# Exercise prompt:
Copy all lines containing the string "formatter" from the records below.

Collected data entries

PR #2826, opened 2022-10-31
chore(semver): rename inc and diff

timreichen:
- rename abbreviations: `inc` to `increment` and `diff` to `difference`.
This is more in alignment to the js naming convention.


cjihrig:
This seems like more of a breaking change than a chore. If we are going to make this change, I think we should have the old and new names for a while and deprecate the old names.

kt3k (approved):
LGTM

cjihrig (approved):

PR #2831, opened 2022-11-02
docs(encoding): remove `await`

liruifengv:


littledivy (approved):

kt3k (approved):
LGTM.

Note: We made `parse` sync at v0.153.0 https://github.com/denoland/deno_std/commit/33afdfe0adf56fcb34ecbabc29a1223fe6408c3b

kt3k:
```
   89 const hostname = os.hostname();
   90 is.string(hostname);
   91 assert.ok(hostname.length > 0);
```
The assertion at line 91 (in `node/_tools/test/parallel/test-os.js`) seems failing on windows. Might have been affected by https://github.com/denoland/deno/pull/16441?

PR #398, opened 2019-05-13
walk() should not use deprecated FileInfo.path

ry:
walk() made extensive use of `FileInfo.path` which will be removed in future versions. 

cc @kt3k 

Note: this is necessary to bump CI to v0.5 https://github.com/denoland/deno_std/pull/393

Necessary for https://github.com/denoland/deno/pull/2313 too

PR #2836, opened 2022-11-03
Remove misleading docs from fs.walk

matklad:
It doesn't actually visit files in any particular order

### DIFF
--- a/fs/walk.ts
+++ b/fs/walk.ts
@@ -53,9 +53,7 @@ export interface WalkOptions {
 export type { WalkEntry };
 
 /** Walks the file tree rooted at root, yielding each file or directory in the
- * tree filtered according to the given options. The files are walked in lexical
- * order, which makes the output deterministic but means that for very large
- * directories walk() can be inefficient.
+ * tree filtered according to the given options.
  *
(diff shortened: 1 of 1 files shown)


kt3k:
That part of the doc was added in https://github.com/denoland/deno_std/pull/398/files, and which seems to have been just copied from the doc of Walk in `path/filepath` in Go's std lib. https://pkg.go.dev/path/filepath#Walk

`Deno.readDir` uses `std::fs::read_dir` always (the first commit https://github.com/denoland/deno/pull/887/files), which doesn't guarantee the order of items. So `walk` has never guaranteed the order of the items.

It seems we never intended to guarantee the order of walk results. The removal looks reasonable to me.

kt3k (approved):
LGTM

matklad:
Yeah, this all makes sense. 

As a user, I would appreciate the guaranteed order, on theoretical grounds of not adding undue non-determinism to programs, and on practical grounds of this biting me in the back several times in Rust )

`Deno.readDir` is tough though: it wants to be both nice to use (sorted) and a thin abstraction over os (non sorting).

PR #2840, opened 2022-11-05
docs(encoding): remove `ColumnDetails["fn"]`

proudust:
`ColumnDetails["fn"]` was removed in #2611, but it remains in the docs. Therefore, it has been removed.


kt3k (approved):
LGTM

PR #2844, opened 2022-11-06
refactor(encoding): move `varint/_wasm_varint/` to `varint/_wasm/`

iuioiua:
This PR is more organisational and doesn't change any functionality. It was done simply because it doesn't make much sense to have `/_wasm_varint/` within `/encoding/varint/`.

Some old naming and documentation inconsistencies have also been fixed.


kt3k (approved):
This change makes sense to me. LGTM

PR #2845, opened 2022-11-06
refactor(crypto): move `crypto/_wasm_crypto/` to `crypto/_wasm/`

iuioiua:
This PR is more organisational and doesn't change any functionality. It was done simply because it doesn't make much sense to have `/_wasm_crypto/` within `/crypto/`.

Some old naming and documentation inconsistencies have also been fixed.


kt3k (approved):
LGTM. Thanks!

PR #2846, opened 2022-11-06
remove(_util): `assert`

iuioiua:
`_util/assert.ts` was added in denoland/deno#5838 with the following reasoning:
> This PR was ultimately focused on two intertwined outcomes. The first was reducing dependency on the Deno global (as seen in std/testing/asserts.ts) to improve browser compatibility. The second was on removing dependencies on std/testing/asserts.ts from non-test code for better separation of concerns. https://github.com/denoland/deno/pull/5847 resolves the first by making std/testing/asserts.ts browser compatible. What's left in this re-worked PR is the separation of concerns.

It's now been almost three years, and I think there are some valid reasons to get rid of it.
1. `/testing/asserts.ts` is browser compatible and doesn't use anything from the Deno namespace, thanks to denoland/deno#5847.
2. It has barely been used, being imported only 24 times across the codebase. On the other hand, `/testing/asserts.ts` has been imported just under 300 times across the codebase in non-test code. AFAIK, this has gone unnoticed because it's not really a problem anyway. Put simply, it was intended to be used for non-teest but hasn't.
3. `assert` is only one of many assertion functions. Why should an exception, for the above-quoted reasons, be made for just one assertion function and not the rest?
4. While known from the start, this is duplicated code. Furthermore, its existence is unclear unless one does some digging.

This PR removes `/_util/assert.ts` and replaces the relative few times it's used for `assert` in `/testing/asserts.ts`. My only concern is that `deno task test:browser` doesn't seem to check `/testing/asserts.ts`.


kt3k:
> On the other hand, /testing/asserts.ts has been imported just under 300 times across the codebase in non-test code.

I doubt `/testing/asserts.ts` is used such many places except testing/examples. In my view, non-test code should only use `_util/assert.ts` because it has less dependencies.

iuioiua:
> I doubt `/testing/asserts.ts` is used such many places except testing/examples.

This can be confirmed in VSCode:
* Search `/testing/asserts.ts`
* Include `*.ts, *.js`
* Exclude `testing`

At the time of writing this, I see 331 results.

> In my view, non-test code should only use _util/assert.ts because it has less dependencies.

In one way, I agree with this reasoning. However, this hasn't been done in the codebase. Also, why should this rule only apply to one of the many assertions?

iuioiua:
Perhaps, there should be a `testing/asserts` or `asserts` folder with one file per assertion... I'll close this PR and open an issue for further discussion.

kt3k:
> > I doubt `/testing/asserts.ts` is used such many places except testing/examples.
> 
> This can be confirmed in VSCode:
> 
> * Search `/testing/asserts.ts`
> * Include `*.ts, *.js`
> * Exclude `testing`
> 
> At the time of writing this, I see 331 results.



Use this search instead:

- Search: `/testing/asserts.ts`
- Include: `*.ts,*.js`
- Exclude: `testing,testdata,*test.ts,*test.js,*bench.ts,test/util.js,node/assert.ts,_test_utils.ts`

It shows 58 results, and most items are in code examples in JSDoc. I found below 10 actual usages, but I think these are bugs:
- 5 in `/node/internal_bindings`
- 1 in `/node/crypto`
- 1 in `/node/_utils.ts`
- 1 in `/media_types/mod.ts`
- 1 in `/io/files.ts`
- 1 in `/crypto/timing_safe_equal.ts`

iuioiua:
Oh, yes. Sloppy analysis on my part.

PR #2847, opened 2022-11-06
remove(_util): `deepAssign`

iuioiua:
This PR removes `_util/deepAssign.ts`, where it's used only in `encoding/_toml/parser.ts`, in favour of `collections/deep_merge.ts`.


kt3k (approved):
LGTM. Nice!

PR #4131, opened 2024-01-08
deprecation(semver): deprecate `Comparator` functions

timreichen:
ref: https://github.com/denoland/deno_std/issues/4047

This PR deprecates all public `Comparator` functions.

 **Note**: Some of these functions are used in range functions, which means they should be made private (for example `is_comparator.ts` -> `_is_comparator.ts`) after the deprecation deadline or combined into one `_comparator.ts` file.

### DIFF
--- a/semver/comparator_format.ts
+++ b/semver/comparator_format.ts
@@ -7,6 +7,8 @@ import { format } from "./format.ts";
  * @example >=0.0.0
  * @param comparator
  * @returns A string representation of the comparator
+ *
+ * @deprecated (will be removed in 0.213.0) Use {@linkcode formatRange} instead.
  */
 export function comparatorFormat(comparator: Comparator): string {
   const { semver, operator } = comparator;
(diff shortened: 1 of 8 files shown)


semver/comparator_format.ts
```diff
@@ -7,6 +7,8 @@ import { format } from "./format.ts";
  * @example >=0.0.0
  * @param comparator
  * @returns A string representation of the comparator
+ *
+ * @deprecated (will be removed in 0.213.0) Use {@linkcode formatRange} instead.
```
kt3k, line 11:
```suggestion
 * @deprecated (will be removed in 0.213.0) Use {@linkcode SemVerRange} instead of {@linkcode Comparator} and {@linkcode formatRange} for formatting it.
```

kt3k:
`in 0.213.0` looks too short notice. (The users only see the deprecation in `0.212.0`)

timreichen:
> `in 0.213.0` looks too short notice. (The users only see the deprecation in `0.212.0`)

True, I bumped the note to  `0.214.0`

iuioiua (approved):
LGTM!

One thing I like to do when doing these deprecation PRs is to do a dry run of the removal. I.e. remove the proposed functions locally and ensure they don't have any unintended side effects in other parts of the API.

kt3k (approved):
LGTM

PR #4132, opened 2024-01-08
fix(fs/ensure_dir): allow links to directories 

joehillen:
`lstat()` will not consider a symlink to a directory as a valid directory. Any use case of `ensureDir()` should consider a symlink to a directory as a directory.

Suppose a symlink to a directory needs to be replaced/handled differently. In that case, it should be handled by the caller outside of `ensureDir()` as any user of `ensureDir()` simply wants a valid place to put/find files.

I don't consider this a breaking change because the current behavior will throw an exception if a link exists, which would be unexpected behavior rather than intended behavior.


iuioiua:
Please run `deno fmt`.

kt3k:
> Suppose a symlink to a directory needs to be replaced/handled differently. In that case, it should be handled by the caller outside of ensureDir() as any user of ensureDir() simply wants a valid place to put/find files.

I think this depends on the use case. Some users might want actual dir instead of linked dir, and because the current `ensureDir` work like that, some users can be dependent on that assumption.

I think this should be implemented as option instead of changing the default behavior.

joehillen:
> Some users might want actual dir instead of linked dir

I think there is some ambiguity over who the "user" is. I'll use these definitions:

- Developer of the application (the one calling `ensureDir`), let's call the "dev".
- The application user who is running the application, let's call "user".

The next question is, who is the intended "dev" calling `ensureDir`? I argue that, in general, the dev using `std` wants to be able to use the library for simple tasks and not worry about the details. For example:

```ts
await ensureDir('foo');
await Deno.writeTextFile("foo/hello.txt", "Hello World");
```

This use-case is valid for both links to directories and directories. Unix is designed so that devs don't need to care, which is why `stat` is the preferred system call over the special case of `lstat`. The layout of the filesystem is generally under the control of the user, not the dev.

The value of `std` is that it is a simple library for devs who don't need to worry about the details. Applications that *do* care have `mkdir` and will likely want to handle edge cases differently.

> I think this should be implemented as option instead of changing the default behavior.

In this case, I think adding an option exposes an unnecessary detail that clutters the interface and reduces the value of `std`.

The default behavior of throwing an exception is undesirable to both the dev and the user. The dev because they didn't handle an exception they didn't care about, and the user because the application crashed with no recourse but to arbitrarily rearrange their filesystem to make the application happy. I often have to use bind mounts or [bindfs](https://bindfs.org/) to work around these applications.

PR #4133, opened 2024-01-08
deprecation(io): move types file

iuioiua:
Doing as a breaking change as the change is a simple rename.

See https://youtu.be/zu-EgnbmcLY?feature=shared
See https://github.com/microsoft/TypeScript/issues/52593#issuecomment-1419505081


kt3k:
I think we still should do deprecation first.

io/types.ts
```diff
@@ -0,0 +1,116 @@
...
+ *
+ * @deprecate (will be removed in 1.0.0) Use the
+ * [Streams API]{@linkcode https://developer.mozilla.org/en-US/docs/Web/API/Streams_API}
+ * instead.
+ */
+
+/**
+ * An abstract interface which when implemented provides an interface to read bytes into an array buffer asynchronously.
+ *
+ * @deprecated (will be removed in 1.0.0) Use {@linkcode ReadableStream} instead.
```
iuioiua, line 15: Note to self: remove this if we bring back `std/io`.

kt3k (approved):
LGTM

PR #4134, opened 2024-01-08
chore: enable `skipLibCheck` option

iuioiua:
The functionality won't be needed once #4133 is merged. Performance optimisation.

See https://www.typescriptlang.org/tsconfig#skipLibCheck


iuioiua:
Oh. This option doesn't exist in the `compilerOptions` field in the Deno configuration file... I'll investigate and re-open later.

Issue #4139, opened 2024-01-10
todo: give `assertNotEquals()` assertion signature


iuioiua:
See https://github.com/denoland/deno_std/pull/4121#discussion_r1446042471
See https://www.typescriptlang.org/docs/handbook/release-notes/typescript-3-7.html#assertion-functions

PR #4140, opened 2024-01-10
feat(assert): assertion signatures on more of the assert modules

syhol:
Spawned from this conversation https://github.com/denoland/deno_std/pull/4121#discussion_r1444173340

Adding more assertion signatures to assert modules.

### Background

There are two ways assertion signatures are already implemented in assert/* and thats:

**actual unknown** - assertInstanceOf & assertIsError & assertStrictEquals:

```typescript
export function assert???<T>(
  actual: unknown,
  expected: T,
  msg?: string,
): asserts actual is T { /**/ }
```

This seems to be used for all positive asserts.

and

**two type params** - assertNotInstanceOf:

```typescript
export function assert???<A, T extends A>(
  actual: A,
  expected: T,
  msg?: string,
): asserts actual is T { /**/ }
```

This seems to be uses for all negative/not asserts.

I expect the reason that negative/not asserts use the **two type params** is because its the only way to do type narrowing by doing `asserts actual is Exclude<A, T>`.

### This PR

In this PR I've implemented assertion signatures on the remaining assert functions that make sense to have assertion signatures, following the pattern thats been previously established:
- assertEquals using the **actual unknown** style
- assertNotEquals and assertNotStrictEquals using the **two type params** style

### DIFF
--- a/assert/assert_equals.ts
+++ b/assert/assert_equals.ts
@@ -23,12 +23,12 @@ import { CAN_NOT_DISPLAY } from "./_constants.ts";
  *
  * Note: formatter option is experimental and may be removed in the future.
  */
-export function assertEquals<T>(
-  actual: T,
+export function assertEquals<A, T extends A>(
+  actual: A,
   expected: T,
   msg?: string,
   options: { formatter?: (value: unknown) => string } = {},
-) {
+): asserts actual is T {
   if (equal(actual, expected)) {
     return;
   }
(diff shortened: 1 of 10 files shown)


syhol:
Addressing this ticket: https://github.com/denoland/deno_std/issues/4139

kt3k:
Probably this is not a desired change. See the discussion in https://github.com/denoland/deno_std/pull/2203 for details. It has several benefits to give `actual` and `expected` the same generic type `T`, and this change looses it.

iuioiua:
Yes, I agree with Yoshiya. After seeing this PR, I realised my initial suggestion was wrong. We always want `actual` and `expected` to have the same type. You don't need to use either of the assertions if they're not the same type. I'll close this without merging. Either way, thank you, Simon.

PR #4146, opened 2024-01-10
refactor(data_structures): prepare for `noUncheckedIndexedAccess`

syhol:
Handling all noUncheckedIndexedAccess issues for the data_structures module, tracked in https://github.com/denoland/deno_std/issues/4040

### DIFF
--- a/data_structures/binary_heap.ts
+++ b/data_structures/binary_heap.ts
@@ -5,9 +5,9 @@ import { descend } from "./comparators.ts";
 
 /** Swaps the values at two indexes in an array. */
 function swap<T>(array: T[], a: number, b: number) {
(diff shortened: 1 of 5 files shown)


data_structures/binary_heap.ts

# Response to the task:
  * Note: formatter option is experimental and may be removed in the future.
   options: { formatter?: (value: unknown) => string } = {},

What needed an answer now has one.